[Stored items]
>>>

PR #552, opened 2017-09-29
Deserialize trajectory connectivity

ojura:

PR #575, opened 2017-10-06
Fix crashing bug in localization.

wohe:
Now that we deserialize trajectory nodes, we need to make sure
that the global matcher sampler is added for the map trajectory.


ojura:
Oops. I actually handled this in #552. That's the curse of splitting everything in many PRs.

<<<

## Your goal
Nothing should appear in the answer except the lines from the one with "PR #575, opened 2017-10-06" through the final line of the records, written exactly.

## Task response
PR #575, opened 2017-10-06
Fix crashing bug in localization.

wohe:
Now that we deserialize trajectory nodes, we need to make sure
that the global matcher sampler is added for the map trajectory.


ojura:
Oops. I actually handled this in #552. That's the curse of splitting everything in many PRs.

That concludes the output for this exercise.